Friday, March 25, 2011

Any resemblance to Nurse Ratched is purely coincidental

That's because the movie Shock Treatment, which is airing tomorrow afternoon at 2:30 PM ET on the Fox Movie Channel, came out a decade before One Flew Over the Cuckoo's Nest.

The movie starts off with gardener Martin Ashley (Roddy McDowall) working for his elderly female boss, and then all of a sudden taking his shears to his boss and killing her! Cut to the trial, where the defense is claiming insanity, based on the fact that the victim had a million dollars in cash that was supposedly burned by Martin: who would do a thing like that? Dr. Manning (Judson Laire) thinks Martin isn't insane, while Dr. Beighley (Lauren Bacall) takes the other side and carries the day, getting Martin committed for 90 days to the state mental asylum which she runs. Dr. Manning things Dr. Beighley is lying, and has a nefarious plan to prove it. He hires Dale, an actor (played by Stuart Whitman), and offers Dale a cool $10,000 for the best acting job of his life: find out what happened to the money, which will involve playing insane and getting committed to the mental hospital. Dale takes up the challenge, and is soon trying to make nice to Martin.

Dr. Beighley will have none of this, however. She doesn't trust her new patient, thinking Dale is faking insanity. Meanwhile, we find that she could have used that million bucks that Martin apparently burned. Beighley is doing experiments that show how brilliant she is, but can't let on that she's doing them because mere normal people would find them cruel; the experiments can't be performed on humans, anyhow, since no sane human would agree to be a subject in her experiment. But if an anonymous donor could give her a million.... It's these experiments, and the mistrust of Dale, that begin to give one the impression that Dr. Beighley is not unlike Nurse Ratched.

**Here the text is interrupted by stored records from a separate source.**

PR #4067, opened 2024-07-18
fix(analytical): involving triangles

siyuan0322:


siyuan0322:
turns out we have some CI replies on the triangles.

PR #4131, opened 2024-08-13
fix(interactive): fix zero property edge and schema check

yqylh:
The check of the schema reports an error when adding, deleting, or checking with zero attribute edge.
rt_server can't get metadata_store_, so metadata_store_ is empty.


flex/engines/graph_db/database/graph_db_operations.cc
```diff
@@ -249,12 +253,15 @@ EdgeData GraphDBOperations::inputEdge(const nlohmann::json& edge_json,
   edge.src_pk_value = Any(jsonToString(edge_json["src_primary_key_value"]));
   edge.dst_pk_value = Any(jsonToString(edge_json["dst_primary_key_value"]));
   // Check that all parameters in the parameter
-  if (edge_json["properties"].size() != 1) {
+  if (edge_json["properties"].size() > 1) {
```
zhanglei1949, line 256: Could we support multiple properties on edge, in graph_db_operations?

yqylh: The storage and schema both support multi-attribute edges. However, all transactions involving edges and the underlying storage interfaces currently only support single-attribute edges. This should be a major project in the future.

luoxiaojian (approved):

zhanglei1949 (approved):
LGTM

PR #4171, opened 2024-08-21
fix(interactive):   vertex with string oid is not support

liulx20:
as titled.


flex/engines/graph_db/runtime/adhoc/operators/scan.cc
```diff
@@ -150,6 +150,81 @@ bool parse_idx_predicate(const algebra::IndexPredicate& predicate,
...
+      } else if (dt == common::DataType::STRING) {
+        std::string name = p.name();
+        std::string value = params.at(name);
+        oids.emplace_back(Any::From(value));
+      } else if (dt == common::DataType::INT32) {
+        std::string name = p.name();
+        std::string value = params.at(name);
+        int32_t v = std::stoi(value);
+        oids.emplace_back(v);
+      }
```
zhanglei1949, line 222: Need error handling here?

flex/engines/graph_db/runtime/adhoc/operators/scan.cc
```diff
@@ -150,6 +150,81 @@ bool parse_idx_predicate(const algebra::IndexPredicate& predicate,
   return true;
 }
 
+bool parse_idx_predicate(const algebra::IndexPredicate& predicate,
+                         const std::map<std::string, std::string>& params,
+                         std::vector<Any>& oids, bool& scan_oid) {
```
zhanglei1949, line 155: Cypher queries scan one oid at a time, while Gremlin allows specifying multiple oids in an array. We might implement support for a vector of oids, treating single id scans as a special case.

flex/engines/graph_db/runtime/adhoc/operators/scan.cc
liulx20: fix

longbinlai (approved):

siyuan0322 (approved):

PR #4199, opened 2024-09-02
fix(interactive): Fix Bugs of Type Inference in `both()`

shirly121:
## What do these changes do?
as titled.

## Related issue number

Fixes


BingqingLyu (approved):
LGTM.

Things take a sudden twist when our hero tries to eavesdrop on one of Dr. Beighley's hypnosis sessions with Martin. She's trying to get Martin to reveal the truth about the money, and when she discovers that Dale is listening in, she puts two and two together and figures that Dale has been sent by Manning. And here, the movie takes a rather sudden and sharp turn, leading to an ending you might be able to guess, but is still fun anyhow.

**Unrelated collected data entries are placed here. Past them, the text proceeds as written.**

PR #160, opened 2024-08-07
Fix resume error

PietroPasotti:
On sleep/resume, the tempo charm goes into error because it receives a custom notice event for a service that doesn't exist in pebble (yet)?
Unclear what's causing this, but it's a pain.
Workaround and test included.

### DIFF
--- a/tests/scenario/test_charm.py
+++ b/tests/scenario/test_charm.py
@@ -1,6 +1,6 @@
 import os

Lauren Bacall and Roddy McDowall both supposedly didn't particularly care much for Shock Treatment. And to be honest, the movie is more entertaining than good. The characters aren't all that believable, the way that mental hospitals are presented is ludicrous, and there are extraneous characters who serve no real purpose, particularly a patient played by Carol Lynley. But it certainly is entertaining; it's the sort of movie you can enjoy on a rainy day with a bowl of popcorn and some friends nearby.

Unfortunately, the movie hasn't been released to DVD, and when the Fox Movie Channel last showed it, it was a panned-and-scanned print, except for the credits, which were on the Cinemascope Diet: everything was simply squeezed to fit a 4x3 screen, making things seem much thinner than they actually are.